GOAL OF THE EXERCISE
From the entries below, tally how many lines contain "what" and report only that figure.

DATA PROVIDED
PR #2629, opened 2020-10-29
Allow NULL value in pybind11_meta_setattro

### LINKED ISSUE #2009: Calling del Class.field from python, when its a def_readonly_static segfaults
## Issue description

def_readonly_static defined fields segfault when used with python delattr, Python as a safe environment it would be expected to instead see a TypeError

## Reproducible example code
```cpp
class Test {
  public:
     static const int field;
};

const int Test::field = 10;

PYBIND11_MODULE(example, m) {
   py::class_<Test>(m, "Test")
       .def_readonly_static("field", &Test::field);
}

```

```python
from example import Test
del Test.field  # BOOM
```

The relevant segfault st

```
     null-deref
     #0 0x7fe1836b55f4 in PyObject_IsInstance /home/engshare/third-party2/python/3.7/src/cpython-3.7/Objects/abstract.c:2379
     #1 0x7fe172d0634a in pybind11_meta_setattro third-party-buck/platform007/build/pybind11/f3b1ccc/include/pybind11/detail/class.h:110
```

bstaletic:
## Description

Python says we have to handle `NULL` values in `pybind11_meta_setattro` as "delete property".

https://docs.python.org/3/c-api/typeobj.html#c.PyTypeObject.tp_setattro

However, pybind11 currently doesn't allow users to `del`ete non-static properties. I'm not really sure what's the right course of action, this PR is just the first thing that worked, in the sense of not segfaulting as in #2009.

Fixes #2009

## Suggested changelog entry:

```rst
Allows deleting of static properties.

```

### DIFF
--- a/tests/test_methods_and_attributes.py
+++ b/tests/test_methods_and_attributes.py
@@ -171,6 +171,19 @@ def test_static_properties():
     assert m.TestPropertiesOverride().def_readonly == 99
     assert m.TestPropertiesOverride.def_readonly_static == 99
 
+    # Only static attributes can be deleted
+    del m.TestPropertiesOverride.def_readonly_static
+    assert (
+        hasattr(m.TestPropertiesOverride, "def_readonly_static")
+        and m.TestPropertiesOverride.def_readonly_static
+        is m.TestProperties.def_readonly_static
+    )
+    assert "def_readonly_static" not in m.TestPropertiesOverride.__dict__
+    properties_override = m.TestPropertiesOverride()
+    with pytest.raises(AttributeError) as excinfo:
+        del properties_override.def_readonly
+    assert "can't delete attribute" in str(excinfo.value)
+
 
 def test_static_cls():
     """Static property getter and setters expect the type object as the their only argument"""
--- a/include/pybind11/detail/class.h
+++ b/include/pybind11/detail/class.h
@@ -129,7 +129,7 @@ extern "C" inline int pybind11_meta_setattro(PyObject* obj, PyObject* name, PyOb
     //   2. `Type.static_prop = other_static_prop` --> setattro:  replace existing `static_prop`
     //   3. `Type.regular_attribute = value`       --> setattro:  regular attribute assignment
     const auto static_prop = (PyObject *) get_internals().static_property_type;
-    const auto call_descr_set = descr && PyObject_IsInstance(descr, static_prop)
+    const auto call_descr_set = descr && value && PyObject_IsInstance(descr, static_prop)
                                 && !PyObject_IsInstance(value, static_prop);
     if (call_descr_set) {
         // Call `static_property.__set__()` instead of replacing the `static_property`.


tests/test_methods_and_attributes.py
```diff
@@ -171,6 +171,13 @@ def test_static_properties():
     assert m.TestPropertiesOverride().def_readonly == 99
     assert m.TestPropertiesOverride.def_readonly_static == 99
 
+    # Static attributes can be deleted
+    del m.TestPropertiesOverride.def_readonly_static
+    assert !hasattr( m.TestPropertiesOverride, 'def_readonly_static' )
```
henryiii, line 176:
```suggestion
    assert not hasattr(m.TestPropertiesOverride, "def_readonly_static")
```

tests/test_methods_and_attributes.py
```diff
@@ -171,6 +171,13 @@ def test_static_properties():
...
+    properties_override = m.TestPropertiesOverride()
+    del properties_override.def_readonly
+    assert !hasattr( properties_override, 'def_readonly' )
```
henryiii, line 179:
```suggestion
    assert not hasattr(properties_override, "def_readonly")
```

tests/test_methods_and_attributes.py
henryiii: Wrong language. ;)

bstaletic: Not my fault python is weird! Done.

tests/test_methods_and_attributes.py
```diff
@@ -171,6 +171,13 @@ def test_static_properties():
     assert m.TestPropertiesOverride().def_readonly == 99
     assert m.TestPropertiesOverride.def_readonly_static == 99
 
+    # Static attributes can be deleted
+    del m.TestPropertiesOverride.def_readonly_static
+    assert not hasattr(m.TestPropertiesOverride, "def_readonly_static")
```
bstaletic, line 176: So this check fails because:

```
>>> import pybind11_tests
>>> m = pybind11_tests.methods_and_attributes
>>> m.TestPropertiesOverride.def_readonly_static
99
>>> del m.TestPropertiesOverride.def_readonly_static
>>> hasattr(m.TestPropertiesOverride, 'def_readonly_static')
True
>>> m.TestPropertiesOverride.def_readonly_static
1
>>> del m.TestPropertiesOverride.def_readonly_static
AttributeError: def_readonly_static
```

Can anyone make sense of it?

YannickJadoul: The latter value, 1, seems to come from `m.TestProperties`, a base class of `m.TestPropertiesOverride`?

bstaletic: That's right.

```
>>> m = pybind11_tests.methods_and_attributes
>>> del m.TestPropertiesOverride.def_readonly_static
>>> m.TestPropertiesOverride.def_readonly_static
1
>>> del m.TestProperties.def_readonly_static
>>> m.TestPropertiesOverride.def_readonly_static
AttributeError: type object 'pybind11_tests.methods_and_attributes.TestProperti' has no attribute 'def_readonly_static'
```

This makes me even less sure if this is the right course of action.

YannickJadoul: Can we see/mimic how this would react in Python?

YannickJadoul: Just tried this out:

```pycon
>>> class Base:
...     answer = 6 * 9
... 
>>> class Derived(Base):
...     answer = 42
... 
>>> Derived.answer
42
>>> del Derived.answer
>>> Derived.answer
54
>>> del Derived.answer
AttributeError: answer
>>> del Base.answer
>>> Derived.answer
AttributeError: type object 'Derived' has no attribute 'answer'
>>> 
```

So even without any properties, static attributes in pure Python would match our behavior, no?

So ... not a bug, just counter-intuitive Python behaviour?

YannickJadoul, line 176:
```
assert hasattr(m.TestPropertiesOverride, "def_readonly_static") and m.TestPropertiesOverride.def_readonly_static is  m.TestProperties.def_readonly_static
assert "def_readonly_static" not in m.TestPropertiesOverride.__dict__
```

Or something like this?

YannickJadoul (approved):
Unless there's a reason to match non-static properties (or something that needs to be kept alive or so), I'm fine with this. It matches pure Python behavior, and as far as I know, that's what we most of the time aim for.

henryiii:
2.6.1 or 2.7?

henryiii:
That was fast... :)

YannickJadoul:
> That was fast... :)

Hahahaha, I was just thinking I missed a PR or a few somewhere, and was already looking around ;-)
Do we need all PRs to be added to a milestone? I still haven't heard how we're going to manage versions.

tests/test_methods_and_attributes.py
```diff
@@ -171,6 +171,19 @@ def test_static_properties():
     assert m.TestPropertiesOverride().def_readonly == 99
     assert m.TestPropertiesOverride.def_readonly_static == 99
 
+    # Static attributes can be deleted
```
rwgk, line 174: `# Only static attributes can be deleted`

(When I look at this a "but" or "only" is clearly missing, somewhere.)

rwgk (approved):
My vote is to include this one in 2.6.1.

henryiii (approved):

YannickJadoul:
Merged! Good catch, @fried, and thanks for fixing, @bstaletic!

RESPONSE FOR THIS EXERCISE
2